Si è fatto un gran parlare, negli ultimi anni , sul problema
dei bambini depressi
Il centro della discussione è stato messo sulla realtà e
sulla consistenza del fenomeno.
Ma veramente, esistono bambini depressi? E quanti sono? E
perché prima non se ne parlava? Abbiamo nuove conoscenze che
ci permettono di fare nuove diagnosi? Oppure viviamo in una
società che produce bambini depressi?
Dietro queste prime domande , che coinvolgono sia il grande
pubblico che gli specialisti,si intravedono altre questioni,
ancora più dure e compromettenti: depressi si nasce? E quale
rapporto esiste tra la depressione dei bambini e quella
degli adulti? Un bambino depresso sarà un adulto depresso?
Oppure un adulto depresso sarà particolarmente debole nel
difendere i propri figli ( o alunni) dalla depressione?
Sono tutte domande giuste e pertinenti; ancora più pressante
e necessaria è la domanda di saper riconoscere i sintomi che
costituiscono , o preannunciano, la depressione dei bambini.

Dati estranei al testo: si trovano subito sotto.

Issue #1508, opened 2025-09-15
Log duration_seconds and metric probe_duration_seconds show different values


ckbedwell:
In some instances (I haven't worked out the correlation yet -- it's not consistent) the `duration_seconds` value in the ending logs label (e.g. logs where the `msg` value is either 'Check succeeded' or `Check failed') and the `probe_duration_seconds` metric published to Mimir do not match.

**Some examples in ops:**
[Explore Mimir probe_duration_seconds](https://ops.grafana-ops.net/explore?schemaVersion=1&panes=%7B%22gwc%22:%7B%22datasource%22:%22grafanacloud-prom%22,%22queries%22:%5B%7B%22expr%22:%22probe_duration_seconds%7Bjob%3D%5C%22login%5C%22,%20instance%3D%5C%22https:%2F%2Fgrafana.com%2Fapi%2Flogin%5C%22,%20probe%3D%5C%22Calgary%5C%22%7D%5B$__range%5D%22,%22instant%22:true,%22format%22:%22heatmap%22,%22refId%22:%22A%22,%22datasource%22:%7B%22type%22:%22prometheus%22,%22uid%22:%22grafanacloud-prom%22%7D,%22editorMode%22:%22code%22%7D%5D,%22range%22:%7B%22from%22:%221757929157000%22,%22to%22:%221757929164000%22%7D,%22compact%22:false%7D%7D&orgId=1): 0.140
[...]

Issue #1568, opened 2025-10-22
Inconsistent duration reporting


mem:
Depending on the type of check, we are reporting different values for the `probe_duration_seconds` metric.

There's [collectData](https://github.com/grafana/synthetic-monitoring-agent/blob/2ca5380f6c06354256c8fb6286ef969c75e2bd21/internal/scraper/scraper.go#L473) that is messing with the duration info via calling [patchDuration](https://github.com/grafana/synthetic-monitoring-agent/blob/2ca5380f6c06354256c8fb6286ef969c75e2bd21/internal/scraper/scraper.go#L589) (this function modifies `probe_duration_seconds`).

[collectData](https://github.com/grafana/synthetic-monitoring-agent/blob/2ca5380f6c06354256c8fb6286ef969c75e2bd21/internal/scraper/scraper.go#L473) -> [getProbeMetrics](https://github.com/grafana/synthetic-monitoring-agent/blob/2ca5380f6c06354256c8fb6286ef969c75e2bd21/internal/scraper/scraper.go#L623) -> [runProber](https://github.com/grafana/synthetic-monitoring-agent/blob/2ca5380f6c06354256c8fb6286ef969c75e2bd21/internal/scraper/scraper.go#L659) -> [prober.Probe](https://github.com/grafana/synthetic-monitoring-agent/blob/2ca5380f6c06354256c8fb6286ef969c75e2bd21/internal/prober/scripted/scripted.go#L67) (or any of the other implementations)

Eppure il quesito basilare, il filo che ci aiuterebbe a
sbrogliare la matassa, sta nel cercare di comprendere
l’esperienza e i sentimenti dei bambini depressi. Quali sono
le emozioni contro cui combatte un bambino depresso? Come ne
prende coscienza o come le oscura? Come fa un bambino
depresso a localizzare, dentro di sé,queste emozioni? Come
riesce a dare loro un nome e a trovare le parole per
comunicarle o, per nasconderle, agli altri?
Curiosamente la nostra esplorazione sullo sviluppo dei
sentimenti depressivi è più reticente: Ci sembra troppo
difficile o troppo dolorosa…Tuttavia questa esplorazione è
inevitabile e anche la più utile perché ci aiuta a
comprendere il mondo dei bambini depressi ed individua un
ampia di transizione tra la realtà di tutti i bambini ( e
degli adulti) e la realtà dei bambini clinicamente depressi.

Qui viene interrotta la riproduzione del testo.